WHAT YOU HAVE TO DO: Across the records that follow, give the number of lines containing the word "opened" and nothing else.
[DATA TO PROCESS — start]
PR #396, opened 2018-12-13
Fixed layout of external memory

zvonimir:
I am running SVCOMP to see if this has any effect on performance. We could maybe review it in the meantime.

### DIFF
--- a/include/smack/SmackRep.h
+++ b/include/smack/SmackRep.h
@@ -38,8 +38,8 @@ protected:
   std::vector<std::string> bplGlobals;
   std::map<const llvm::Value*, unsigned> globalAllocations;
 
-  long globalsBottom;
-  long externsBottom;
+  long globalsOffset;
+  long externsOffset;
   unsigned uniqueFpNum;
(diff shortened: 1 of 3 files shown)


michael-emmi:
What about the declaration of `$EXTERNS_BOTTOM` from `SmackRep::getPrelude`? Shouldn’t this also be computed as on offset from `$GLOBALS_BOTTOM`?

Perhaps the variable name `SmackRep::externsBottom` is now misleading, since this is not the “bottom” but rather an ”offset.”

zvonimir:
Good point. Check it out now.

bitcalc:
When will this fix be available in the master branch?

zvonimir:
There is a bit of delay due to xmas holidays. I'll start running SVCOMP benchmarks today to do a detailed performance comparison. I expect I'll merge this into the develop branch in 3-4 days from now. It'll only get merged into master with the next release.

zvonimir:
On SVCOMP benchmarks, this branch actually does slightly better than develop. So I am merging this.

Issue #384, opened 2018-11-02
isfinite() macro giving an error


jjgarzella:
When importing math.h (as a c++ header `#include <math.h>`), the isfinite macro seems to be giving an error. 

    #define isfinite(x) (sizeof(x) == sizeof(long double) ? __isfinitel(x) : sizeof(x) == sizeof(double) ? __finite(x) : __finitef(x))

It seems like `__isfinitel(x)` should be `__finitel(x)` to fit with the pattern, and sure enough below in the file, `__isfinitel` is not declared but `__finitel` is.

Before I submit a patch, I'd just like to confirm: which is the proper prefix here?

liammachado:
I apologize for leaving this for so long. Yes, please submit a patch changing `__isfinitel(x)` to `__finitel(x)`.

PR #399, opened 2019-01-01
Fixed isfinite() macro

liammachado:
The macro currently calls __isfinitel, but the function is called __finitel.


liammachado:
Fixes [Issue #384](https://github.com/smackers/smack/issues/384).

PR #20, opened 2023-10-10
Add pyiron-data as additional dependency

jan-janssen:


liamhuber:
Indeed, everything runs fine with `pyiron-data` explicitly included.

PR #33, opened 2023-10-16
Joerg's lammps nodes

liamhuber:
Just directly pulled over from [the contrib PR](https://github.com/pyiron/pyiron_contrib/pull/856) plus updating the workflow import paths.


liamhuber:
Notebooks test is failing because I disabled registering new packages in order to get macros working on executors. Getting registration working again is my second priority (after a pull method), but I'll hotfix this branch later tonight to give the lammps nodes the same special favour that atomistics and standard nodes have so they're available.

pyiron_workflow/node_library/dev_tools.py
```diff
@@ -0,0 +1,87 @@
...
+    ):
+        self.value = value
+        self.type = dat_type
+        self.label = label
+        self.store = store
+        self.generic = generic
+        self.doc = doc
+
+
+class FileObject:
```
samwaseda, line 25: This is nearly the same object as the [`FileObject`](https://github.com/pyiron/pyiron_workflow/blob/bb79722dcc0d0263f5514fa52c0cd767e501bcf4/pyiron_workflow/files.py#L75) that we already have in [`files.py`](https://github.com/pyiron/pyiron_workflow/blob/main/pyiron_workflow/files.py)

liamhuber:
@JNmpi, just FYI: since you added the demo notebook for me to test against, I plan to stack a patching PR here every time a new version is released so that this PR stays up-to-date. Where possible/where I notice it I'll replace some of the tools with stuff that is in the main infrastructure (things that are sometimes directly inspired by the dev tools here), e.g. the registration. As pointed out by @samwaseda, bits of this duplicate tools that were already in the main part of the code, so I'm just lazily postponing a more time-intensive full merge here -- it's my intent to do one, but I don't want to promise that before we get v1.0.0 with storage.

liamhuber:
I'm also running into some surprising (to me) errors:

Starting with

```python

wf = Workflow("tmp")
wf.p1 = Workflow.create.standard.Add(1)
```

Running linearly works fine, but once I introduce multiple workers,

```python
wf.iter(p1__other=[1,2,3,4], max_workers=2, executor=True)
```

Gives `TypeError: Workflow.__init__() got an unexpected keyword argument 'p1__other'`; my guess is because the re-instantiated workflow doesn't have a `p1` node at all, although I'm not certain yet.

And

```python
wf.p1.iter(other=[1,2,3,4], max_workers=2, executor=True)
```

Gives

```
ReadinessError: Add received a run command but is not ready. The node should be neither running nor failed, and all input values should conform to type hints.
Add readiness: False
STATE:
running: False
failed: False
INPUTS:
obj ready: False
other ready: True
```

Almost certainly because the first argument value is not getting carried along to the new copies. `wf.p1.iter(obj=[1], other=[1,2,3,4], max_workers=2, executor=True)` fails, but with the file error that has to do with trying to merge storage in, which means the input is passing just fine and this confirms my suspicion.

liamhuber:
This content has been migrated to https://github.com/pyiron/node_library, where it currently depends on `pyiron_workflow-0.8.0`. I want to leave this branch around, but I'm going to close the PR.

PR #37, opened 2023-10-18
No io by reference for macros

liamhuber:
Macros are now walled gardens that have their own IO objects instead of just passing children by reference.

I want to make a final test for ensuring that macro connections get properly recreated after rebuilding the macro IO, but it's working in the demo notebook so this should just be a formality. I expect these changes to make it very easy to extend macros so they run on an executor.

TODO:
- [x] Test macro connections are reconstructed when io is rebuild

### DIFF
--- a/notebooks/workflow_example.ipynb
+++ b/notebooks/workflow_example.ipynb
@@ -666,8 +666,8 @@
     {
      "data": {
       "text/plain": [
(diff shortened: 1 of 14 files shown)


liamhuber:
Ah, something's missing a getstate -- it's default in 3.11 but I'll need to track it down here for 3.10.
[DATA TO PROCESS — finish]
FINAL ANSWER: 6